Unless specifically stated otherwise, discussions herein using words such as “processing,” “computing,” “calculating,” “determining,” “presenting,” “displaying,” or the like may refer to actions or processes of a machine (e.g., a computer) that manipulates or transforms data represented as physical (e.g., electronic, magnetic, or optical) quantities within one or more memories (e.g., volatile memory, non-volatile memory, or any suitable combination thereof), registers, or other machine components that receive, store, transmit, or display information. Furthermore, unless specifically stated otherwise, the terms “a” and “an” are herein used, as is common in patent documents, to include one or more than one instance. Finally, as used herein, the conjunction “or” refers to a non-exclusive “or,” unless specifically stated otherwise.

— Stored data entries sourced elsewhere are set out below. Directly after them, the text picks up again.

PR #929, opened 2022-01-03
fix unlink error 

maierru:
when using shared tmp dir inside parallel docker containers (same Process id)
you can see errors like below

```ruby
const_generator.rb:136:in ``': Text file busy - /tmp/rb_const_gen_bin_1 (Errno::ETXTBSY)
```

```ruby
const_generator.rb:137:in `unlink': No such file or directory @ apply2files - /tmp/rb_const_gen_bin_1 (Errno::ENOENT)
```

### DIFF
--- a/lib/ffi/tools/const_generator.rb
+++ b/lib/ffi/tools/const_generator.rb
@@ -105,9 +105,10 @@ module FFI
     # @return [nil]
     # @raise if a constant is missing and +:required+ was set to +true+ (see {#initialize})
     def calculate(options = {})
-      binary = File.join Dir.tmpdir, "rb_const_gen_bin_#{Process.pid}"
+      binary_path = nil
 
       Tempfile.open("#{@prefix}.const_generator") do |f|
+        binary_path = f.path + ".bin"
         @includes.each do |inc|
           f.puts "#include <#{inc}>"
         end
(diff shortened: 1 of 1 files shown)


larskanis:
Can't we use Tempfile for this job like so (or similar):

```ruby
Tempfile.open("#{@prefix}.rb_const_gen_bin") do |bf|
  binary = bf.path
  [...]
```

maierru:
> Can't we use Tempfile for this job like so (or similar):
> 
> ```ruby
> Tempfile.open("#{@prefix}.rb_const_gen_bin") do |bf|
>   binary = bf.path
>   [...]
> ```

thanks for quick response!

As I understood, we need two files - one for generated c source code and another for binary (which is created by gcc)
first one used as you suggested 
https://github.com/ffi/ffi/pull/929/files#diff-4756902fc04469bc839933537bb1bda3bbc1260617e86e215a587bfba0873bcdR128
but main assumption here, that no one is going to create same binary at the end of compilation (because of different process id), but inside docker you start with the process pid 1 and if you share tmp directory that leads to errors :(

maierru:
> Can't we use Tempfile for this job like so (or similar):
> 
> ```ruby
> Tempfile.open("#{@prefix}.rb_const_gen_bin") do |bf|
>   binary = bf.path
>   [...]
> ```

maybe I misunderstood you, I did it in a different way, wdyt?

larskanis:
This looks good. Thank you!

PR #949, opened 2022-04-13
Bitmask improvement

Kerilk:
Hello,

I encountered an issue with the current Bitmask implementation (I wrote those, so I am to blame), when the native type is signed, and a flag uses the most significant bit. The fact that the native value can be negative was causing some incorrect remainders when decoding the flags, and range errors when synthesizing the value from the flags.

This PR fixes the above issue, and adds relevant tests.
One of those tests fails on TruffleRuby: testing UINT64 bitmasks with most significant bit set:
`unsupported type [9223372036854775811]` which corresponds to `0x8000000000000003 == (1<<63) | (1<<1) | (1<<0)`
I assume this is a limitation of TruffleRuby, but wanted to check before adding this to the expected failure list.

I've also taken the opportunity to clean the code up a bit.

Thanks,
Brice

### DIFF
--- a/lib/ffi/enum.rb
+++ b/lib/ffi/enum.rb
@@ -220,7 +220,7 @@ module FFI
     #  @param [Symbol] query
     #  @return [Integer]
     # @overload [](query)
-    #  Get bitmaks value from symbol array
+    #  Get bitmask value from symbol array
     #  @param [Array<Symbol>] query
     #  @return [Integer]
     # @overload [](*query)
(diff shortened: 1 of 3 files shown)


eregon:
Regarding the failure on TruffleRuby, could you simply skip that test on TruffleRuby for the moment?
It seems I need to handle types which `include DataConverter` like `Enum`/`Bitmask` by using their `native_type`, similar to how `Type::Mapped` is handled currently, in TruffleRuby's backend.
The test fails because that value if a Bignum-range Integer, and Truffle NFI can't understand that.

Kerilk:
@eregon, Thanks for the quick feedback. I was unsure of the diagnostic as the signed case did not cause the same trouble, despite also being out of bound for a FixNum. I'll iterate on the fix if other related issues pop.

larskanis:
LGTM, merged! Thank you very much!

PR #955, opened 2022-05-04
Normalize pointer typedef names

postmodern:
Building on PR #953, I also removed the leading `*` character from all typedef names. This normalizes the typedef names for pointer types, such as `caddr_t`. So instead of having `:"*caddr"` on some platforms, we only have `:caddr` across all platforms.


larskanis:
Your patches make sense, but the files are all generated by [this script](https://github.com/ffi/ffi/blob/965c15f0a8219142efa5447e5a97d25049418d80/lib/ffi/tools/types_generator.rb). Can you change it, so that the removed lines are also removed in the generated output?

postmodern:
Hmm, should I omit types that contain `*` or simply default them to a `:pointer` type alias?

PR #63, opened 2023-07-28
EVEREST-177 Manage BackupStorages in k8s

oksana-grishchenko:
EVEREST-177 Add/Delete ObjectStorages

Unless the context clearly requires otherwise, throughout the description and the claims, the words “comprise,” “comprising,” and the like are to be construed in an inclusive sense, as opposed to an exclusive or exhaustive sense, e.g., in the sense of “including, but not limited to.” As used herein, the terms “connected,” “coupled,” or any variant thereof means any connection or coupling, either direct or indirect, between two or more elements; the coupling or connection between the elements can be physical, logical, or a combination thereof. Additionally, the words “herein,” “above,” “below,” and words of similar import, when used in this application, refer to this application as a whole and not to any particular portions of this application. Where the context permits, words using the singular or plural number may also include the plural or singular number, respectively. The word “or” in reference to a list of two or more items, covers all of the following interpretations of the word: any one of the items in the list, all of the items in the list, and any combination of the items in the list.
Although some examples, e.g., those depicted in the drawings, include a particular sequence of operations, the sequence may be altered without departing from the scope of the present disclosure. For example, some of the operations depicted may be performed in parallel or in a different sequence that does not materially affect the functions as described in the examples. In other examples, different components of an example device or system that implements an example method may perform functions at substantially the same time or in a specific sequence. The term “operation” is used to refer to elements in the drawings of this disclosure for ease of reference and it will be appreciated that each “operation” may identify one or more operations, processes, actions, or steps, and may be performed by one or multiple components.